**REQUIRED ACTION:**
For the records below, tally the lines that include the word "wonder" and give only the tally.
*****
PR #687, opened 2026-03-05
Add Availability Zone Support

johnramsden:
# Description

Add support for availability zones to MicroCeph.

* Add a bootstrap and join flag `--availability-zone` that adds the AZ to the database.
* If a host is added without an AZ, and AZs exist, the join will be rejected. 
* If a host is added with an AZ and AZs are empty on other hosts, reject the join. In this scenario the operator must recreate the cluster.
* CRUSH map topology is changed to move each host under its stored AZ as a rack failure domain when they have an AZ
* Upon reaching 3 AZs, a CRUSH rule is added for racks - microceph_auto_rack
  * Reaching 3 AZs here means 3 nodes with at least one OSD each in 3 different AZs
  * The pool also has the relevant rule set (setPoolCrushRule)
* Operator responsibility to ensure balanced AZs

## Type of change

## How has this been tested?

Unit tests:                                                                                
  - AZ join validation: accepts AZ when existing nodes have AZs, rejects AZ when existing    
  nodes don't have one (and vice versa), allows no AZ when none exist                        
  - updateTopology no-op when no AZ is configured                                          
  - updateTopology creates CRUSH buckets but skips rack rule with <3 AZs
  - updateTopology switches to rack rule when 3+ AZs all have OSDs
  - updateTopology skips rack rule when 3+ AZs exist but not all have OSDs
  - updateFailureDomain skips host-based scaling when AZs are configured
  - updateFailureDomain works normally (osd→host at 3+ nodes) without AZs
  - Adopt bootstrapper Prefill correctly sets AvailabilityZone

Integration test:
  - 4-node cluster across 3 AZs, adding OSDs one at a time and verifying the CRUSH rule stays
   on OSD until all 3 AZs have an OSD, then switches to rack

## Contributor checklist

Please check that you have:

### DIFF
--- a/tests/scripts/actionutils.sh
+++ b/tests/scripts/actionutils.sh
@@ -1893,18 +1893,30 @@ function test_az_lifecycle() {
     echo "node-wrk3 has osd.${wrk3_osd}"
 
     # Removing the last OSD in az-c should be blocked (would break rack failure domain)
-    if lxc exec node-wrk3 -- sh -c "microceph disk remove osd.${wrk3_osd}" 2>&1 ; then
+    local remove_out remove_rc
+    remove_out=$(lxc exec node-wrk3 -- sh -c "microceph disk remove osd.${wrk3_osd}" 2>&1) && remove_rc=0 || remove_rc=$?
+    if echo "${remove_out}" | grep -q "rack-level failure domain" ; then
+        echo "Confirmed: disk remove blocked as expected (rack failure domain protection)"
+    elif [[ $remove_rc -eq 0 ]] ; then
         echo "FAIL: expected disk remove to be blocked but it succeeded"
         return 1
-    fi
-    echo "Confirmed: disk remove blocked as expected (rack failure domain protection)"
-
-    # Verify --confirm-failure-domain-downgrade is also a no-op on rack topology
-    if lxc exec node-wrk3 -- sh -c "microceph disk remove osd.${wrk3_osd} --confirm-failure-domain-downgrade" 2>&1 ; then
-        echo "FAIL: expected disk remove to be blocked even with --confirm-failure-domain-downgrade"
+    else
+        echo "FAIL: disk remove failed with unexpected error: ${remove_out}"
         return 1
     fi
-    echo "Confirmed: --confirm-failure-domain-downgrade does not bypass rack protection"
+
+    # Verify --confirm-failure-domain-downgrade is also a no-op on rack topology
+    local downgrade_out downgrade_rc
+    downgrade_out=$(lxc exec node-wrk3 -- sh -c "microceph disk remove osd.${wrk3_osd} --confirm-failure-domain-downgrade" 2>&1) && downgrade_rc=0 || downgrade_rc=$?
+    if echo "${downgrade_out}" | grep -q "rack-level failure domain" ; then
+        echo "Confirmed: --confirm-failure-domain-downgrade does not bypass rack protection"
+    elif [[ $downgrade_rc -eq 0 ]] ; then
+        echo "FAIL: expected disk remove to be blocked even with --confirm-failure-domain-downgrade but it succeeded"
+        return 1
+    else
+        echo "FAIL: disk remove failed with unexpected error: ${downgrade_out}"
+        return 1
+    fi
 
     # Force removal with --bypass-safety-checks
     lxc exec node-wrk3 -- sh -c "microceph disk remove osd.${wrk3_osd} --bypass-safety-checks"


microceph/ceph/osd.go
```diff
@@ -342,11 +342,128 @@ func (m *OSDManager) switchFailureDomain(old string, new string) error {
...
+	// No AZ for this host — non-AZ cluster.
+	if data.hostAZ == "" {
+		return nil
+	}
+
+	logger.Infof("Setting up CRUSH topology for host %s in AZ %s", hostname, data.hostAZ)
+
+	// Create the AZ rack bucket and move it under root default.
+	// Doesn't fail on existing, can repeat safely if failure
+	_, err = cephRunContext(ctx, "osd", "crush", "add-bucket", data.hostAZ, "rack")
```
sabaini: IIUC data.hostAZ is (validated) user input, I wonder if it would be wise to ensure it doesn't collide with e.g. things like 'default', could be for instance prefix it with `az.{data.hostAZ}` or similar

microceph/ceph/join.go
```diff
@@ -100,6 +132,48 @@ func Join(ctx context.Context, s interfaces.StateInterface) error {
...
+	if az == "" {
+		return nil // Empty AZ, dont add
+	}
+
+	if !IsValidCrushName(az) {
+		return fmt.Errorf("invalid availability zone name %q: must match [a-zA-Z0-9_.-]+", az)
+	}
+
+	key := fmt.Sprintf("az.host.%s", hostname)
+	_, err = joinCreateConfigItem(ctx, tx, database.ConfigItem{Key: key, Value: az})
```
sabaini: Hm, I see we're adding az.host.$hostname items but do we also delete them when removing nodes?

microceph/ceph/osd.go
```diff
@@ -938,6 +1055,12 @@ func (m *OSDManager) doAddOSD(ctx context.Context, data types.DiskParameter, wal
 		return err
 	}
 
+	err = m.updateTopology(ctx)
```
sabaini, line 1062: I now realize we have similar risk already -- but we have a risk of partial failures if updateTopology() errors, it could leave the spawned OSD around, similar to the below invocations

microceph/ceph/crush.go
```diff
@@ -145,6 +155,53 @@ func getDefaultCrushRule() (string, error) {
...
+	nodes := gjson.Get(output, "nodes")
+	count := 0
+	for az := range azNames {
+		// The current host's AZ is always active — we're adding an OSD to it right now.
+		if az == currentAZ {
+			count++
+			continue
+		}
+		// Find the rack node for this AZ and get its children (host IDs).
+		children := nodes.Get(fmt.Sprintf(`#(name=="%s").children`, az))
```
sabaini: Hm, might make sense to add a type constraint as well in case of name collisions btw nodes

sabaini (changes requested):
Hey @johnramsden thanks, this looks nice! -- some drive-by comments below

microceph/ceph/osd.go
johnramsden: About the approach:

Do you think we should address this in this PR? It is a little bit complex because how do we approach errors - cleanup can also fail. 

Would you like me to introduce a clean up mechanism here? Would probably be best effort since failures could occur during cleanup.

microceph/ceph/osd.go
```diff
@@ -342,11 +342,130 @@ func (m *OSDManager) switchFailureDomain(old string, new string) error {
...
+		return nil
+	}
+
+	logger.Infof("Setting up CRUSH topology for host %s in AZ %s", hostname, data.hostAZ)
+
+	// Create the AZ rack bucket and move it under root default.
+	// Prefix AZ names with "az-" to avoid collisions with existing CRUSH bucket names.
+	// Doesn't fail on existing, can repeat safely if failure
+	rackBucket := fmt.Sprintf("az.%s", data.hostAZ)
+	_, err = cephRunContext(ctx, "osd", "crush", "add-bucket", rackBucket, "rack")
```
sabaini, line 400: I believe it's correct that re-running `ceph osd crush add-bucket foo ...` won't error -- however might be worthwhile to prove this in the functest should `ceph` decide to throw EEXIST at some point

microceph/ceph/osd.go
```diff
@@ -342,11 +342,130 @@ func (m *OSDManager) switchFailureDomain(old string, new string) error {
...
+	if err != nil {
+		return fmt.Errorf("failed to create rack bucket %s: %w", rackBucket, err)
+	}
+	_, err = cephRunContext(ctx, "osd", "crush", "move", rackBucket, "root=default")
+	if err != nil {
+		return fmt.Errorf("failed to move rack %s under root: %w", rackBucket, err)
+	}
+
+	// Create the host bucket and move it under the AZ rack.
+	_, err = cephRunContext(ctx, "osd", "crush", "add-bucket", hostname, "host")
```
sabaini, line 413: Hm, I believe ceph already would create host buckets, does it not? If it's necessary we can create them here as well for robustness, otoh I don't think I've seen ceph fail to do this.

microceph/cmd/microcephd/adopt_bootstrapper.go
```diff
@@ -176,13 +178,21 @@ func (ab *AdoptBootstrapper) updateCephClusterConfigs() error {
...
 	configs := map[string]string{
 		"fsid":                          ab.FSID,
 		constants.AdminKeyringFieldName: ab.AdminKey,
 		"public_network":                ab.PublicNet,
 	}
 
+	// If AZ present, validate and record
+	if ab.AvailabilityZone != "" {
+		if !ceph.IsValidCrushName(ab.AvailabilityZone) {
+			return nil, fmt.Errorf("invalid availability zone name %q: must match [a-zA-Z0-9_.-]+", ab.AvailabilityZone)
```
sabaini: Could we move this validation to Precheck() to fail as early as possible?

microceph/ceph/join.go
sabaini: joinCreateConfig() will fail if the entry already exists. I wonder if we could make this more robust with upsert semantics i.e. update an entry if it already exists, create it if not. This would help in cases where nodes are dead and couldn't properly be removed or so

microceph/ceph/osd.go
```diff
@@ -342,11 +342,130 @@ func (m *OSDManager) switchFailureDomain(old string, new string) error {
...
+
+	// No AZ for this host — non-AZ cluster.
+	if data.hostAZ == "" {
+		return nil
+	}
+
+	logger.Infof("Setting up CRUSH topology for host %s in AZ %s", hostname, data.hostAZ)
+
+	// Create the AZ rack bucket and move it under root default.
+	// Prefix AZ names with "az-" to avoid collisions with existing CRUSH bucket names.
```
sabaini: typo s/az-/az./

microceph/ceph/osd.go
sabaini: Think we don't need to block ovedr this. I've added CEPH-1690 for tracking

microceph/cmd/microcephd/adopt_bootstrapper.go
sabaini: Similarly in simple_bootstrapper.go too

Also suggest to add a test around validation failure

microceph/cmd/microcephd/adopt_bootstrapper.go
```diff
@@ -176,13 +178,21 @@ func (ab *AdoptBootstrapper) updateCephClusterConfigs() error {
...
+		}
+		configs[fmt.Sprintf("az.host.%s", hostname)] = ab.AvailabilityZone
```
UtkarshBhatthere: The problem with overloading the configs table is that we have to manage the cleanup (in case of host removal) ourselves which we get for free if the table has a `ON DELETE CASCADE` relation.

What are your thoughts about persisting this information in a new table called `HostTags` ? The idea is that we can have various string tags associated with each cluster member. With this we get a flexible tagging system we can use to tag hosts for AZs as well as extendable in future for things like service placement. And we get the cleanup for free from dqlite.

microceph/ceph/crush.go
```diff
@@ -12,6 +13,15 @@ import (
 	"github.com/tidwall/gjson"
 )
 
+// validCrushName matches the validation in Ceph's CrushWrapper::is_valid_crush_name.
+// https://github.com/ceph/ceph/blob/main/src/crush/CrushWrapper.cc
+var validCrushName = regexp.MustCompile(`^[a-zA-Z0-9_.\-]+$`)
```
UtkarshBhatthere: I think the regexp can be a constant string which can be fed into the regexp object right inside the IsValidCrushName method (rather than being a top level item in the module)

microceph/ceph/osd.go
johnramsden: There appears to be a race condition. I added a comment to the code. Without it we get a failure

microceph/ceph/osd.go
johnramsden: Added test case

microceph/cmd/microcephd/simple_bootstrapper.go
```diff
@@ -69,6 +71,13 @@ func (sb *SimpleBootstrapper) Precheck(ctx context.Context, state interfaces.Sta
 		return err
 	}
 
+	// Validate AZ name early, before any cluster state is modified.
```
UtkarshBhatthere, line 74: can we also add `PreInit` hook based checks to ensure AZ is provided for joining node if it was provided for bootstrap node and vice versa.

microceph/ceph/osd.go
```diff
@@ -342,11 +342,131 @@ func (m *OSDManager) switchFailureDomain(old string, new string) error {
...
+
+	// Create the host bucket explicitly before moving it under the AZ rack.
+	// Although Ceph creates host buckets when an OSD is added, there is a race
+	// between OSD registration and this topology update — the host bucket may
+	// not yet exist in the CRUSH map, causing "crush move" to fail with ENOENT.
+	_, err = cephRunContext(ctx, "osd", "crush", "add-bucket", hostname, "host")
+	if err != nil {
+		return fmt.Errorf("failed to create host bucket %s: %w", hostname, err)
+	}
+	_, err = cephRunContext(ctx, "osd", "crush", "move", hostname, fmt.Sprintf("rack=%s", rackBucket))
```
UtkarshBhatthere, line 417: Is a respective removal done when the node is removed from the cluster ?

UtkarshBhatthere: Also, what about the last node on the AZ ? Should we ask for --bypass-safety-checks if the last node is being removed ?

microceph/cmd/microcephd/simple_bootstrapper.go
johnramsden: Unfortunately I don't think we can do that unless we have access to the database which happens after PreInit. I tried breaking it up but I discovered the database is not available until after PreInit so I had to revert it. I kept validation and setting separate to keep it a bit more modular.

microceph/ceph/osd.go
johnramsden: While looking into this I found a potential issue. Right now there's nothing warning the user if they try to remove the last osd in an AZ, which I believe is the real concern. I added something that will block in this scenario, so that we do not remove the last OSD in an AZ if we have exactly 3 AZs. I added a check gated on BypassSafety. I believe this has resolved any of the concerns we might have. 

Your comment about removing buckets - this is just cosmetic, and the operator could clean them up if they chose to. For now I've let them dangling. I think we could clean them up. It does introduce a potential race condition if we get into a situation where we are trying to clean them while someone is trying to add an osd to that AZ, but we could introduce a lock for this purpose. Let me know if you think it makes sense to clean them up.

johnramsden: https://github.com/canonical/microceph/pull/687/commits/efec80c5145d5ee39392a0155abeacd8a77a34a6

johnramsden: @sabaini this was my concern from design hour regarding removing the buckets:    
                                                                                             
1. Node B removes the last OSD from a rack, sees the rack bucket is now empty, and issues `ceph osd crush remove az.foo`
2. Node A is concurrently adding an OSD and calls updateTopology() which does ceph osd `crush move {hostname} rack=az.foo`                                                       
3. The rack gets removed between step 2's bucket creation and the move command, or, after the move succeeds the bucket gets deleted with the host still referencing it.        
                            
I think a reasonable solution for this would be to use a distributed lock via dqlite or forward relevant requests to the leader so that they are serialized.

sabaini: Gotcha, quite right. I think we may want to serialize all topo updates I suspect there is other racey potential. I'd go for forwarding requests to the leader, istr theres a facility to get the leader from the dqlite db

microceph/ceph/join.go
johnramsden: Fixed via db cleanup

microceph/cmd/microcephd/adopt_bootstrapper.go
johnramsden: Fixed

microceph/ceph/osd.go
johnramsden: @sabaini I do question the complexity that will be introduced as a result of trying to forward everything to a leader a little bit here. There's no downside I see to leaving dangling buckets in terms of functionality and correctness. 

I think introducing this change may be out of the scope of this PR. Since we will need to forward all relevant topology changes to the leader. This would involve changes to where requests are routed. We would basically need to modify the flow that leads to topology changes and clean up to always occur on the leader. Do we want to introduce this with this PR? It might make sense as a separate feature: Serialize topology changes to leader in order to avoid race conditions.

sabaini: We can defer, created CEPH-1707 for this

microceph/ceph/join.go
```diff
@@ -60,6 +76,17 @@ func Join(ctx context.Context, s interfaces.StateInterface) error {
 		return fmt.Errorf("failed to generate the configuration: %w", err)
 	}
 
+	// Validate and record the availability zone for this host.
+	err = s.ClusterState().Database().Transaction(ctx, func(ctx context.Context, tx *sql.Tx) error {
+		if err := validateJoinAZ(ctx, tx, jc.AvailabilityZone); err != nil {
+			return err
+		}
+		return setJoinAZ(ctx, tx, s.ClusterState().Name(), jc.AvailabilityZone)
```
sabaini, line 85: Could we make this retry-able? Aiui currently if we fail down later we won't be able to retry as setJoinAz() would fail I think?

johnramsden: See https://github.com/canonical/microceph/pull/687/commits/892dd7f80a906824d221f94514e7e6c6c08de2f8, along with relevant details in the commit message

tests/scripts/adoptutils.sh
```diff
@@ -59,6 +59,18 @@ function bootstrap_cephadm() {
...
+  # Wait for the cluster to settle before adopt can connect
+  echo "Waiting for ceph cluster to become healthy..."
+  for i in $(seq 1 30); do
+    if lxc exec $name -- sh -c "cephadm shell -- ceph health 2>/dev/null" | grep -q "HEALTH_OK"; then
+      echo "Cluster is healthy"
+      break
+    fi
+    echo "Waiting for cluster health... attempt $i/30"
+    sleep 10s
+  done
```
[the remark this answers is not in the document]
UtkarshBhatthere: nack

microceph/database/host_tag.mapper.go
```diff
@@ -0,0 +1,420 @@
...
+UPDATE host_tags
+  SET member_id = (SELECT core_cluster_members.id FROM core_cluster_members WHERE core_cluster_members.name = ?), key = ?, value = ?
+ WHERE id = ?
+`)
+
+// hostTagColumns returns a string of column names to be used with a SELECT statement for the entity.
+// Use this function when building statements to retrieve database entries matching the HostTag entity.
+func hostTagColumns() string {
+	return "hosts_tags.id, core_cluster_members.name AS member, hosts_tags.key, hosts_tags.value"
+}
```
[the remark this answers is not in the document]
johnramsden: Dead code, regenerated, still wrong. Deleted - https://github.com/canonical/microceph/pull/687/commits/43fb20aa78b1fa504f59a11fc40a9605d5d8b8eb

tests/scripts/actionutils.sh
```diff
@@ -1917,6 +1767,213 @@ function test_waitready_storage() {
...
+    lxc exec node-wrk0 -- sh -c "microceph.ceph -s"
+    lxc exec node-wrk0 -- sh -c "microceph.ceph osd tree"
+
+    # Find the OSD number on node-wrk3 (az-c) dynamically
+    local wrk3_osd
+    wrk3_osd=$(lxc exec node-wrk0 -- sh -c "microceph disk list --json" | jq -r '.ConfiguredDisks[] | select(.location == "node-wrk3") | .osd')
+    echo "node-wrk3 has osd.${wrk3_osd}"
+
+    # Removing the last OSD in az-c should be blocked (would break rack failure domain)
+    if lxc exec node-wrk3 -- sh -c "microceph disk remove osd.${wrk3_osd}" 2>&1 ; then
```
UtkarshBhatthere: +1 for the check, however, this if block assumes that ANY failure that occurs during disk remove is caused by blocking. Is it worthwhile to also check against the error message ? (to make sure it is not, timeouts, EOF response (microcephd panic) or anything else)

johnramsden: https://github.com/canonical/microceph/pull/687/commits/d8957bece020756d428830a16ee57b45bd11a233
*****
**RESPONSE AREA:**
2